* _TASK TO COMPLETE_: In the data below, locate each line with the word "ModelProfilesSettingsView" and list it.

(Dataset entries)

-- -- --

PR #242, opened 2026-06-01
feat: label worktree setup-script terminal tab as "Setup"

Jephuff:
## Summary
image

The worktree setup-script terminal now displays its tab label as **"Setup"** instead of the generic "Terminal N".

The setup terminal was already created with the internal label `"setup"` (in `WorktreeLifecycle+Create.swift`), but the UI's `AutoTabLabelResolver` never read that field for shell terminals, so it fell through to the generic "Terminal N" fallback. This teaches the resolver to recognize it.

## Changes

- `Sources/TBDApp/AutoTabLabelResolver.swift` — return `"Setup"` when `terminal.label == "setup"`, before the generic numbered fallback.
- `Tests/TBDAppTests/AutoTabLabelResolverTests.swift` — added `setupTerminalUsesSetupLabel`; the existing shell test (label `nil` → "Terminal 3") still passes.

## Testing

- `swift build` ✅
- `swift test --filter AutoTabLabelResolver` ✅ (all 4 tests pass)

### DIFF
--- a/Sources/TBDApp/AutoTabLabelResolver.swift
+++ b/Sources/TBDApp/AutoTabLabelResolver.swift
@@ -37,6 +37,10 @@ enum AutoTabLabelResolver {
             return "Codex"
         }
 
+        if terminal?.label == "setup" {
+            return "Setup"
+        }
+
         return "Terminal \(fallbackIndex + 1)"
     }
 }
--- a/Tests/TBDAppTests/AutoTabLabelResolverTests.swift
+++ b/Tests/TBDAppTests/AutoTabLabelResolverTests.swift
@@ -46,6 +46,26 @@ struct AutoTabLabelResolverTests {
         #expect(label == "Terminal 3")
     }
 
+    @Test func setupTerminalUsesSetupLabel() {
+        let terminal = Terminal(
+            worktreeID: UUID(),
+            tmuxWindowID: "@1",
+            tmuxPaneID: "%1",
+            label: "setup",
+            kind: .shell
+        )
+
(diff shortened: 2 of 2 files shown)


cheapsteak (approved):
💭 not 100% sure on this one

after the setup phase is done it'll still show setup as the name right? would that feel weird?

Jephuff:
sounds like we want that terminal to different things so this probably isn't as cut and dry! 
I think in my head it is always the setup tab, and I would probably start another terminal to do work (i.e. if that tab was not interactive I'd be a-ok with that)
But you want it to be the first terminal, and the first terminal opened runs the setup script. 

So maybe i need to think about this more to try to make us both happy haha

cheapsteak:
>But you want it to be the first terminal, and the first terminal opened runs the setup script.

It's complicated, I don't know what exactly I want 😂  

What it does right now happened to be the minimum amount of decisions to have gotten something working, but it's probably not the ideal state, but I'm also not sure what an ideal state might look like (and legitimately open to the idea that this might be a step towards ideal)

I think the core tension is -- is it better for setup to be a "special dedicated thing" or "something that happened to run in a terminal"

If it should be a special dedicated thing, then this PR is a step in the right direction, even if "special dedicated thing that can also be used like a terminal" feels not quite right. In the future, maybe it shouldn't be an interactive terminal panel, but should be more like a system dialog with read-only output?

But there's also something attractive about it not being a separate kind of thing

Curious to get your braindump/stacktrace/thoughts/gut feels/kneejerk reactions 🙏 
(What motivated the PR?)

PR #243, opened 2026-06-01
feat: show full live URL with copy button in webview top bar

Jephuff:
image   

## What

The webview pane's top bar showed only the host (e.g. `github.com`). It now shows the **full current URL**, updating live as you navigate within the page, and adds a **copy-to-clipboard button**.

## Changes

- **`WebviewPaneView.swift`** — Added a `WebviewState` observable model holding the live `currentURL`. The coordinator KVO-observes `webView.url`, so the bar tracks the actual page as you browse, including SPA/pushState changes that don't fire navigation delegates.
- **`PanePlaceholder.swift`**
  - Top-bar label now shows the full URL (tail-truncated to one line, with the full URL as a hover tooltip).
  - Added a copy button (`doc.on.doc`, flips to a `checkmark` for ~1.5s after copying) that writes the current URL to `NSPasteboard`.

The tab title (in `TabBar.swift`) is intentionally left as the host — a full URL would be too long for a tab.

## Behavior decisions
- **Live current URL** (not just the initial URL) — reflects in-page navigation.
- **Tail truncation** — keeps the domain/start visible; copy always copies the full URL.

## Testing
- `swift build` clean.
- View-layer (AppKit/SwiftUI) change; not exercised by `swift test`. Manual verification of live update + copy in the running app still recommended.

### DIFF
--- a/Sources/TBDApp/Panes/PanePlaceholder.swift
+++ b/Sources/TBDApp/Panes/PanePlaceholder.swift
@@ -37,6 +37,8 @@ struct PanePlaceholder: View {
     @State private var isHeaderHovering = false
     @State private var showSourceCode = false
     @State private var hasRenderableContent = false
+    @StateObject private var webviewState = WebviewState()
+    @State private var didCopyURL = false
 
     /// Find the Terminal model matching a terminal ID across all worktree terminals.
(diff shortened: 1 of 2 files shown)


cheapsteak (approved):
🙏🙏🙏

PR #245, opened 2026-06-02
Hide unavailable agent menu items

Jephuff:
## Summary
- Detect whether `claude` and `codex` executables are available before opening the add-tab menu.
- Hide Claude/profile menu items when Claude is unavailable, and hide Codex when Codex is unavailable.
- Add focused tests for executable detection and menu filtering.

## Test Plan
- [x] `swift test --filter AddTabMenu`

### DIFF
--- a/Sources/TBDApp/TabBar.swift
+++ b/Sources/TBDApp/TabBar.swift
@@ -170,6 +170,7 @@ private struct AddTabButton: View {
     let onAddCodex: () -> Void
     let onAddNote: () -> Void
     @State private var isHovering = false
+    @State private var availability = AgentExecutableAvailability.detect()
 
     var body: some View {
         Image(systemName: "plus")
@@ -185,9 +186,13 @@ private struct AddTabButton: View {
             .onHover { hovering in isHovering = hovering }
             .onTapGesture { showMenu() }
             .help("New Tab")
+            .task {
+                availability = AgentExecutableAvailability.detect()
+            }
     }
 
     private func showMenu() {
+        availability = AgentExecutableAvailability.detect()
         let coordinator = MenuCoordinator(
             onShell: onAddShell,
             onClaude: onAddClaude,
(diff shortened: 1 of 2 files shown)


cheapsteak (commented):
## Review: when does the check run, and how to tighten it

The availability check runs in **three** places, but only one of them actually drives the menu:

| Location | When | Observed? |
|---|---|---|
| `@State private var availability = .detect()` | once at view-state init | no |
| `.task { availability = .detect() }` | once when view appears | no |
| `showMenu()` → `availability = .detect()` | **every click**, right before `build(...)` | yes — the menu is built from this value |

Because `showMenu()` re-detects and passes the fresh value straight into `AddTabMenu.build`, behavior is correct and stays fresh: install/remove `claude` while the app runs and the next menu open reflects it. 👍

### Suggestion: collapse to the click-time detection

Nothing in `body` ever reads `availability`, so the `@State` default and the `.task` block are dead I/O — removing them changes zero behavior. Recommend a single local detection:

```swift
private func showMenu() {
    let availability = AgentExecutableAvailability.detect()
    // ...build as before...
}
```

…and drop `@State private var availability` and the `.task { ... }`. One detection path, no stored state, and the existing tests already cover `detect()` and `build(availability:)` directly.

### Not recommended: caching

Tempting to memoize to avoid the per-click `stat`s on the main thread, but it's a handful of stats on a local path (sub-ms, only on explicit click), and a cache would reintroduce the freshness/invalidation complexity we'd otherwise be deleting. Keep it synchronous-per-click.

### Minor

- Add a one-line comment on `detect()` explaining the hardcoded fallback dirs are load-bearing — GUI apps inherit a stripped `PATH`, not the interactive shell's — so nobody "cleans them up" later.
- Worth a quick grep for wherever `claude`/`codex` binaries get resolved at spawn time; if that logic exists, consider sharing a helper so "where do we look for the agent binary" has one answer.

Otherwise the feature + tests look good.

cheapsteak:
(it added a "Not recommended: caching" section because I asked if if we should add caching XD)

cheapsteak (approved):

PR #253, opened 2026-06-05
feat: let Claude-direct (OAuth) profiles set a model

Jephuff:
## What

Lets **Claude (direct) / OAuth** model profiles carry an optional model, so `ANTHROPIC_MODEL` is emitted for them when spawning a `claude` session.

## Why

The daemon already supported a per-profile model end-to-end — `handleModelProfileAdd` stored it for OAuth profiles, `ModelProfileResolver` passed it through, and `ClaudeSpawnCommandBuilder` emitted `ANTHROPIC_MODEL` for non-bedrock profiles. The only missing piece was the UI: Claude-direct profiles had no field to set or edit a model, so the value was always `nil`. This is therefore a **UI-only** change — no RPC, daemon, or DB-migration work.

## Changes

- **Create sheet** (`AddModelProfileSheet`): added an optional **Model** field to the Claude-direct preset; `save()` now persists it (previously forced to `nil`).
- **Edit path**: new `EditClaudeDirectSheet` (name + optional model), reachable via an **Edit** button on Claude-direct profile rows (`kind != .bedrock && baseURL == nil`, covering OAuth and direct API-key). It reuses the existing `updateModelProfileEndpoint` RPC with `baseURL: nil`, which updates only the `base_url`/`model` columns and leaves `kind` intact.
- **Tests**: two `ClaudeSpawnCommandBuilder` tests locking the contract — OAuth + model emits `ANTHROPIC_MODEL`; OAuth without a model does not.

## Verification

- `swift build` ✅
- `swift test --filter ClaudeSpawnCommandBuilder` ✅ (37 passed, including the 2 new)

### DIFF
--- a/Sources/TBDApp/Settings/ModelProfilesSettingsView.swift
+++ b/Sources/TBDApp/Settings/ModelProfilesSettingsView.swift
@@ -642,7 +642,9 @@ struct AddModelProfileSheet: View {
                 name: trimmedName,
                 token: preset == .claudeDirect ? nil : tokenValue,
                 baseURL: preset == .proxy ? trimmedBase : nil,
-                model: (preset == .proxy || preset == .claudeDirect) ? (trimmedModel.isEmpty ? nil : trimmedModel) : nil
+                // Bedrock returns early above, so only proxy/claudeDirect reach here —
+                // both carry an optional model.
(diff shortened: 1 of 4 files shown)


cheapsteak (approved):
🙏

PR #258, opened 2026-06-09
fix: sign TBD bundle with a stable identity so TCC grants persist

Jephuff:
## Problem

TBD users see recurring macOS permission prompts (Desktop, Documents, Downloads, Photos, Media library, network volumes, Full Disk) that **never stop** — clicking "Don't Allow" doesn't stick, re-prompting many times a day even without a rebuild.

### Why the prompts appear at all (expected)
TBD spawns `claude`/`codex`/shell/git. When a child touches a TCC-protected folder, macOS attributes it to the **responsible app** (TBD) and prompts under TBD's name. Claude Code probes the standard home folders at session startup, so every new tab / `/clear` / `/compact` triggers a burst. TBD's own Swift code never scans those folders.

### Why they never stop (the bug)
`scripts/restart.sh` signed the bundle **ad-hoc** (`codesign --sign -`), giving TCC only a bare `cdhash` with no stable anchor:

```
designated => cdhash H"967b10c8…"   flags=0x2(adhoc)   TeamIdentifier=not set
```

The responsible process resolved to an anchorless ad-hoc identity that didn't validate against the stored requirement. `tccd` logged this directly — 16× in one day, including between restarts:

```
tccd: Failed to match existing code requirement for subject
      com.github.cheapsteak.tbd and service kTCCServiceSystemPolicyAllFiles
```

No match → re-prompt, forever.

## Fix

Sign with a stable self-signed `TBD Dev Signing` identity instead of ad-hoc, producing an anchored, rebuild-stable designated requirement:

```
designated => identifier "com.github.cheapsteak.tbd"
               and certificate leaf = H"9934b5c2…"   flags=0x0(none)
```

The leaf-cert hash is constant, so one Allow/Deny decision persists across rebuilds and across spawned child sessions. `restart.sh` uses the identity when present and **falls back to ad-hoc** otherwise, so fresh clones / other contributors keep working.

## Changes
- `scripts/restart.sh`: stable-identity signing with ad-hoc fallback.
- `docs/tcc-signing.md`: root-cause writeup + one-time per-machine cert setup.

## Verification
- Confirmed via `codesign -d -r-` that the installed `/Applications/TBD.app` requirement flipped from ad-hoc `cdhash` to the anchored identifier+leaf form after `restart.sh`.
- `bash -n scripts/restart.sh` parses.
- Stale TCC rows cleared with `tccutil reset All com.github.cheapsteak.tbd`.

⚠️ Each developer must run the one-time setup in `docs/tcc-signing.md` to create the `TBD Dev Signing` identity; without it, signing falls back to ad-hoc (unchanged prior behavior). The final "deny truly persists" check requires clicking the GUI prompt once.

### DIFF
--- a/docs/tcc-signing.md
+++ b/docs/tcc-signing.md
@@ -1,0 +1,116 @@
+# Stable code signing for TCC permission persistence
+
+## Problem
+
+TBD spawns `claude`/`codex`/shell/git as child processes. When one of those
+touches a macOS TCC-protected location (Desktop, Documents, Downloads, Photos,
+Media library, network volumes, Full Disk), macOS attributes the access to the
+**responsible app** — TBD — and shows a consent prompt under TBD's name. In
+particular, Claude Code probes the standard home folders at session startup, so
+every new tab / `/clear` / `/compact` can trigger a burst of prompts.
+
+That much is expected. The real bug was that the prompts **never stopped** — a
+"Don't Allow" never stuck, re-prompting many times a day even without a rebuild.
+
+### Root cause
+
+`scripts/restart.sh` signed the assembled bundle **ad-hoc** (`codesign --sign -`).
+An ad-hoc signature gives TCC a designated requirement that is just a bare
+`cdhash` with no stable anchor:
+
+```
+designated => cdhash H"967b10c8…"     flags=0x2(adhoc)   TeamIdentifier=not set
+```
+
+TCC stores the user's decision keyed on the app's code requirement, but the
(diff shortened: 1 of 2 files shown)


cheapsteak (approved):

cheapsteak:
I wonder why I haven't hit this yet

Jephuff:
not sure! it seemed so random, but I have been running this for awhile and it shut it up! so thats good :)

-- -- --

* _EXPECTED OUTPUT_:
--- a/Sources/TBDApp/Settings/ModelProfilesSettingsView.swift
+++ b/Sources/TBDApp/Settings/ModelProfilesSettingsView.swift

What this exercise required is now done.